クールジャパン戦略のキーになるのが、この政府の解説にも登場する「ソフトパワー」というものだ。もともと米国の政治学者ジョセフ・ナイが21世紀初めに広めた考え方だ。ソフトパワーとは、軍事力や経済力など目にみえる「ハードパワー」に対抗する概念で、自国の文化に対する外国人の共感や支持を得ることを通じて、国際的な地位の向上をはかる狙いを持っている。もともとナイは、米国を念頭にしてこのソフトパワーを考案していて、要するにかなり強力な米国の軍事力・経済力を背景にして、米国の価値観を他国に一方的に押し売りをするというきな臭い考え方でもあった。特にこのソフトパワーが米国で持て囃された時は、9.11などの対米テロが過激化し、イスラム圏へ民主主義などの米国的価値観を押し売りする必要性もあった。イスラム圏の国々も欧米のように民主化すれば、テロの脅威が沈静化するという当時の米国政府の狙いと、ソフトパワー論は近い関係にあった。

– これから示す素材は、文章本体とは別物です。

PR #3524, opened 2022-05-25
Consistency In Use Of Virtual Inheritance

simpsont-oci:
Problem: There are occasional TSAN warnings reported surrounding races between destructors and virtual function calls, as well as double destruction. While these might signal an issue with RcObject or RcHandle, it's also possible they are related to inconsistent use of virtual inheritance surrounding reference counted objects. There are, for example, several places where we do not use virtual inheritance for ACE_Event_Handler, RcObject, RcEventHandler, etc.

Solution: Be more consistent in use of virtual inheritance for these classes.

Note: Originally, this PR encompassed ReactorInterceptor as well, but the use of a protected constructor made consistent use of virtual inheritance difficult. Specifically, under virtual inheritance, grand-child classes (such as RequestedDeadlineWatchdog (via Watchdog)), indirectly complain about not having access to ReactorInterceptor's protected constructor (complaining instead about a lack of a default constructor, which is intentional). Consequently, use of ReactorInterceptor was made consistently non-virtual.

### DIFF
--- a/dds/DCPS/RTPS/ICE/AgentImpl.h
+++ b/dds/DCPS/RTPS/ICE/AgentImpl.h
@@ -35,9 +35,9 @@ typedef std::vector<FoundationType> FoundationList;
 
 class AgentImpl
   : public virtual Agent
-  , public virtual DCPS::ReactorInterceptor
   , public virtual DCPS::ShutdownListener
   , public virtual DCPS::InternalDataReaderListener<DCPS::NetworkInterfaceAddress>
+  , public DCPS::ReactorInterceptor
 {
 public:
   AgentImpl();
--- a/dds/DCPS/RequestedDeadlineWatchdog.h
+++ b/dds/DCPS/RequestedDeadlineWatchdog.h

ところが日本にこのソフトパワー論が輸入されると、軍事力(防衛力)や経済力との関係や、また対テロ的な要素は希薄になる。単に海外からの観光客獲得のための景気対策の側面が色濃くでたものになる。ただ本当にクールジャパン戦略が、海外の観光客や、あるいは日本文化の理解を促進することになるならまだよかったのだが、実際はかなり異なる展開になった。

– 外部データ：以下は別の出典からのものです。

PR #3527, opened 2022-05-26
Update logic for choosing address and hostname in NetworkResource

sonndinh:
A couple of functions in `NetworkResource` are updated to check for hostnames that resolve to bogus IP addresses.
- `get_fully_qualified_hostname`: ignore hostnames that resolve to an IP address that is not found from the list of IP interface addresses.
- `choose_single_coherent_address` (string version): cache addresses returned from `getaddrinfo` for Windows. Ignore the port numbers of the cached addresses. The port numbers are set accordingly before returning a chosen address to the caller.

In addition, it enables Windows 2022 GitHub Actions test jobs as the above changes should fix the IP choosing issue on Windows 2022.

### DIFF
--- a/dds/DCPS/NetworkResource.cpp
+++ b/dds/DCPS/NetworkResource.cpp
@@ -69,7 +69,7 @@ namespace DCPS {
 bool verify_hostname(String hostname, ACE_INET_Addr* addr_array, size_t addr_count,
                      bool prefer_loopback, bool allow_ipv4_fallback)
 {
-  const ACE_INET_Addr addr = choose_single_coherent_address(hostname, prefer_feedback, allow_ipv4_fallback);
+  const ACE_INET_Addr addr = choose_single_coherent_address(hostname, prefer_loopback, allow_ipv4_fallback);
   for (size_t i = 0; i < addr_count; ++i) {
     if (addr == addr_array[i]) {
       return true;
--- a/dds/DCPS/NetworkResource.cpp
+++ b/dds/DCPS/NetworkResource.cpp
@@ -66,7 +66,7 @@ OPENDDS_BEGIN_VERSIONED_NAMESPACE_DECL
 namespace OpenDDS {
 namespace DCPS {
 
-bool verify_hostname(String hostname, ACE_INET_Addr* addr_array, size_t addr_count,
+bool verify_hostname(const String& hostname, ACE_INET_Addr* addr_array, size_t addr_count,
                      bool prefer_loopback, bool allow_ipv4_fallback)
 {
   const ACE_INET_Addr addr = choose_single_coherent_address(hostname, prefer_loopback, allow_ipv4_fallback);
--- a/dds/DCPS/NetworkResource.cpp
+++ b/dds/DCPS/NetworkResource.cpp
@@ -901,6 +901,7 @@ ACE_INET_Addr choose_single_coherent_address(const String& address, bool prefer_
   // "some_domain.com:1234". We would expect to have address 10.1.0.71:1234 returned. However,
   // address 10.1.0.71:0 can be returned if it is still in the cache when the second call is made.
 
+
   // Maybe a better way to maintain the address cache is to have it only store IP addresses and
   // leave out the port number (by setting it to 0). This is because the choose_single_coherent_address
   // vector version only cares about IP part. That way we can reduce the number of entries in the cache
--- a/dds/DCPS/NetworkResource.cpp
+++ b/dds/DCPS/NetworkResource.cpp
@@ -870,7 +870,7 @@ ACE_INET_Addr choose_single_coherent_address(const String& address, bool prefer_
 
     ACE_INET_Addr temp;
     temp.set_addr(&addr, sizeof addr);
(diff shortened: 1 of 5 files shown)


dds/DCPS/NetworkResource.cpp
```diff
@@ -774,6 +797,15 @@ ACE_INET_Addr choose_single_coherent_address(const String& address, bool prefer_
   }
 #endif /* ACE_WIN32 */
 
+  size_t addr_count;
```
simpsont-oci, line 800: I don't think you can embed the check for whether the resolved address belongs to a local interface within choose_single_coherent_address, because both the local and remote processes (potentially on a different host) will call choose_single_coherent_address. I think the check should get pulled out into a new helper function that takes the address list as a parameter (since get_fully_qualified_hostname already has the list) and an address to check against the list... and then get_fully_qualifed_hostname can use it to reject candidates from being the FQDN as well as to evaluate the potential of nonFQDN candidates.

例えばインバウンド需要の大半は、アベノミクス以降の円安傾向の定着が大きく貢献しているだろう。2012年には訪日外国人旅行者数は836万人だったのが、コロナ禍前の19年には3188万人まで3.8倍に大きく拡大した。その期間中の為替レートの推移を、対ドルでみると民主党政権下は70円台後半であった。それが19年には平均すると109円台の円安水準で推移した。対ドルだけでなく主要通貨でみても円安傾向にあり、これがインバウンド需要の急増を生み出したことは明白だろう。訪日外国人旅行客の3割を占めていた中国からの旅行客もまたドルと緩やかに中国通貨の元の価値が連動していたので、やはり円安の恩恵をうけていたのと、他のアジア圏からの外国人同様に航空運賃が割安になったこと、ビザの取得が容易になったことも激増の背景にあっただろう。もちろん日本への関心が高いことはいえるが、だがそこにクールジャパン戦略がどう貢献したのか、まったくわからない。

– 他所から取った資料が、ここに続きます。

PR #3528, opened 2022-05-27
Required acknack flag not reset

jrw972:
Problem
-------

The required acknack count flag is not reset.  The logic for updating
the required acknack count can be simplified.

Solution
--------

* Reset the flag when adding the submessage.
* Any submessage with the flag should update the count.

### DIFF
--- a/dds/DCPS/transport/rtps_udp/RtpsUdpDataLink.cpp
+++ b/dds/DCPS/transport/rtps_udp/RtpsUdpDataLink.cpp
@@ -2705,19 +2705,17 @@ RtpsUdpDataLink::queue_submessages(MetaSubmessageVec& in, double scale)
 }
 
 void
-RtpsUdpDataLink::RtpsWriter::update_required_acknack_count(const RepoId& id, CORBA::Long previous, CORBA::Long current)
+RtpsUdpDataLink::RtpsWriter::update_required_acknack_count(const RepoId& id, CORBA::Long current)
 {
   ACE_Guard<ACE_Thread_Mutex> guard(mutex_);
   ReaderInfoMap::iterator ri = remote_readers_.find(id);
   if (ri != remote_readers_.end()) {
-    if (ri->second->required_acknack_count_ == previous) {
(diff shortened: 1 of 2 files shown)


dds/DCPS/transport/rtps_udp/RtpsUdpDataLink.cpp
```diff
@@ -2803,16 +2801,14 @@ RtpsUdpDataLink::bundle_and_send_submessages(MetaSubmessageVec& meta_submessages
...
-                if (res.sm_.heartbeat_sm().count.value != map_pair.new_) {
-                  update_required_acknack_count(res.src_guid_, res.dst_guid_, res.sm_.heartbeat_sm().count.value, map_pair.new_);
-                }
-                res.sm_.heartbeat_sm().smHeader.flags &= ~RTPS::OPENDDS_FLAG_R;
-              }
             }
             map_pair.is_new_assigned_ = true;
           }
           res.sm_.heartbeat_sm().count.value = map_pair.new_;
+          if (res.sm_.heartbeat_sm().smHeader.flags & RTPS::OPENDDS_FLAG_R) {
```
simpsont-oci, line 2808: We should only call `update_required_acknack_count` once when the count mapping assignment happens (after map_pair.new_ is assigned) for directed heartbeats. Where it's at now, the function will get called multiple times for the same heartbeat submessage, if it exists in multiple bundles. And it doesn't make sense to call it for undirected heartbeats, right (which it will also currently do).

simpsont-oci (approved):
My only remaining hesitancy is removing the check against previous count, since that would protect you against updating the count incorrectly if another heartbeat came through (e.g. a HB of 5 gets remapped to 3 followed by another HB with count 7 that doesn't get remapped... the 7 might get replaced with a 3). Practically though, I don't know how frequently this would happen... the later update would need to be excluded from the send queue for some reason and if everything is running on the reactor thread I don't think that can happen.

It's a shame we don't have more tests set up for for the reflective heartbeats.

ところでクールジャパン機構の役割はまさにクールジャパン戦略そのものである。ただし先に述べたように、日本政府が防衛力や経済力と連動させて積極的に文化戦略を展開するというものではない。出資金の規模はでかいわりには、日本国内でも海外でもその活動を知る人は少ない。クールジャパン機構は一応、海外での新規企業に投資して、そこで日本への関心を誘発する事業を支援し、日本国内への観光客増(インバウンド効果)や、また日本の観光客が海外にでていく契機(アウトバウンド効果)を作ることを目指している。

例えば、ベトナムの日本食材の流通基盤を構築するとされる現地法人に対してクールジャパン機構は出資を決めている。またマレーシアなどアジア各国で日本文化を宣伝する展示を企画している。だが、これらがどう日本への経済刺激や文化理解に貢献しているかはまったくわからない。